Baby Boomers (3.6, p<0.001): Compared to the Interwar generation (reference category that is omitted), Baby Boomers present scores that are, on average, 3.6 points higher on the populist values scale. Again, the triple asterisks (***) denote statistical significance at a very, very lower p-value than the alpha threshold of 0.05 (p = 0.00000007974151).
gnderMale (-1.0, p<0.05): Male is statistically significant as their scores are 1.0 point lower than female on the populist values scale, with the p-value of 0.032, indicating that males, on average, possess a slightly weaker populist attitudes than females, for the country of Greece. The single asterisk (*) denotes statistical significance at a lower p-value than the alpha threshold of 0.05 (p = 0.03244758).
IDRight (-8.8, p<0.001): Compared to those who lean politically left, those who lean politically right present scores that are, on average, 8.8 points lower on the populist values scale. This marked difference is statistically significant, indicating that those who lean politically right, on average, possess quite weaker populist attitudes than those who lean politically left, for the country of Greece. The triple asterisks (***) denote statistical significance at an exceedingly lower p-value than the alpha threshold of 0.05 (p = 0.000000000000000000000000000000000000000006333249).

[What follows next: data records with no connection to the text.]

PR #3496, opened 2023-09-22
feat: add event_data to event proto

josedonizetti:

This PR adds the `event_data` structure to the event protobuf.


types/api/v1beta1/event_data.proto
```diff
@@ -0,0 +1,99 @@
...
+    oneof value {
+        google.protobuf.Int32Value int32 = 1; // intT
+        google.protobuf.UInt32Value uint32 = 2; // uintT
+        google.protobuf.Int64Value int64 = 3; // longT
+        google.protobuf.UInt64Value uint64 = 4; // ulongT
+        google.protobuf.UInt64Value off = 5; // offT
+        google.protobuf.UInt32Value mode = 6; // modeT
+        google.protobuf.UInt32Value dev = 7; // devT
+        google.protobuf.UInt64Value size = 8; // sizeT
+        google.protobuf.UInt64Value pointer = 9; // pointerT
```
yanivagman, line 19: do we need to repeat those types?

types/api/v1beta1/event_data.proto
```diff
@@ -0,0 +1,99 @@
+syntax = "proto3";
+
+option go_package = "github.co/aquasecurity/tracee/api/v1beta1";
+
+package tracee.v1beta1;
+
+import "google/protobuf/wrappers.proto";
+
+message EventValue {
+    oneof value {
```
yanivagman, line 10: I'm missing types for triggerEvent and for args (array of ordered system call arguments)

types/api/v1beta1/event_data.proto
```diff
@@ -0,0 +1,99 @@
...
+message IntArrayValue {
+    repeated google.protobuf.Int32Value array = 1;
+}
+	
+message UInt64ArrayValue {
+    repeated google.protobuf.UInt64Value array = 1;   
+}
+	
+// TODO: what do you think we don't have a uint16 type in protobuf,
+// so we have a message to inform the size, so the user converts the internal value
```
yanivagman, line 48: What is "a message to inform the size"?

types/api/v1beta1/event_data.proto
josedonizetti: oh, true, we have the name in the map, so we don't have to repeat the types here.

types/api/v1beta1/event_data.proto
josedonizetti: `message Uint16Value` -> a message specific for the type, though the user will have to convert because we don't have uint16 support in protobuf. Makes sense?

types/api/v1beta1/event_data.proto
```diff
@@ -0,0 +1,145 @@
...
+        SyscallArgsValue syscall_args = 16;
+        TriggerEvent trigger_event = 17;
+    }
+}
+
+message TriggerEvent {
+    uint32 id = 1;
+    string name = 2;
+    // TODO: is this correct?
+    map<string, EventValue> data = 3;
```
yanivagman, line 35: Mostly yes, maybe with the exception that TriggerEvent can't contain another TriggerEvent

types/api/v1beta1/event_data.proto
```diff
@@ -0,0 +1,145 @@
...
+    repeated Capability cap_effective = 13;
+    repeated Capability cap_bounding = 14;
+    repeated Capability cap_ambient = 15;
+}
+	
+message TimespecValue {
+    google.protobuf.DoubleValue value = 1;
+}
+
+// TODO: the syscall args type will have an array of event data?
```
yanivagman, line 84: Yes, but again with the exception it won't have TriggerEvent and SyscallArgsValue as one of its types.

types/api/v1beta1/event_data.proto
```diff
@@ -0,0 +1,145 @@
...
+message SyscallArgsValue {
+    repeated EventValue args = 1;
+}
+
+message SockAddrValue {
```
yanivagman, line 89: Needs to match a syscall sock address

types/api/v1beta1/event_data.proto
```diff
@@ -0,0 +1,145 @@
...
+    google.protobuf.UInt32Value gid = 2;
+    google.protobuf.UInt32Value suid = 3;
+    google.protobuf.UInt32Value sgid = 4;
+    google.protobuf.UInt32Value euid = 5;
+    google.protobuf.UInt32Value egid = 6;
+    google.protobuf.UInt32Value fsuid = 7;
+    google.protobuf.UInt32Value fsgid = 8;
+    google.protobuf.UInt32Value user_namespace = 9;
+    google.protobuf.UInt32Value secure_bits = 10;
+    repeated Capability cap_inheritable = 11;
```
yanivagman, line 73: Note that having capability this way will require some transformation from the bitmap we have today

types/api/v1beta1/event_data.proto
```diff
@@ -0,0 +1,135 @@
...
+        google.protobuf.StringValue string = 5; // strT
+        google.protobuf.BytesValue bytes = 6; // bytesT
+        google.protobuf.BoolValue bool = 7; // boolT
+        StringArrayValue string_array = 10; // strArrT, argsArrT
+        IntArrayValue int_array = 11; // intArr2T
+        UInt64ArrayValue uint64_array = 12; // uint64ArrT
+        SockAddrValue sockaddr = 13; // sockaddrT
+        CredValue cred = 14; // credT
+        TimespecValue timespec = 15; // timespecT
+        OrderedArgsValue ordered_args = 16;
```
yanivagman, line 24: Sorry for nitpicking, maybe we should simply call it args (and ArgsValue)?

yanivagman (approved):
just one naming suggestion to consider, LGTM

confint(model3, level=0.95)
## 2.5 % 97.5 %
## (Intercept) 71.0653 72.938927
## IDRight -10.0591 -7.539754
confint(model4, level=0.95)
## 2.5 % 97.5 %
## (Intercept) 69.416151 70.60995391
## gndrMale -1.852559 -0.08087043
confint(model5, level=0.95)
## 2.5 % 97.5 %
## (Intercept) 64.777052 66.768087
## genBaby Boomers 2.254559 4.845308
## genGen X 4.288926 6.872488
## genMillennials 4.409253 7.175453
95% confidence interval interpretation:
For the variable IDRight, the confidence interval ranging from 61.0 (71.1-10.1) to 65.4 (72.9-7.5) of populist scores scale is expected to situate the true population parameter, across 95% of random samples.
For the variable gndrMale, the confidence interval ranging from 67.5 (69.4-1.9) to 70.5 (70.6-0.1) of populist scores scale is expected to situate the true population parameter, across 95% of random samples.
For the variable genBaby Boomers, the confidence interval ranging from 67.0 (64.8+2.2) to 71.6 (66.8+4.8) of populist scores scale is expected to situate the true population parameter, across 95% of random samples.
For the variable genGen X, the confidence interval ranging from 69.1 (64.8+4.3) to 73.7 (66.8+6.9) of populist scores scale is expected to situate the true population parameter, across 95% of random samples.
For the variable genMillennials, the confidence interval ranging from 69.2 (64.8+4.4) to 74.0 (66.8+7.2) of populist scores scale is expected to situate the true population parameter, across 95% of random samples.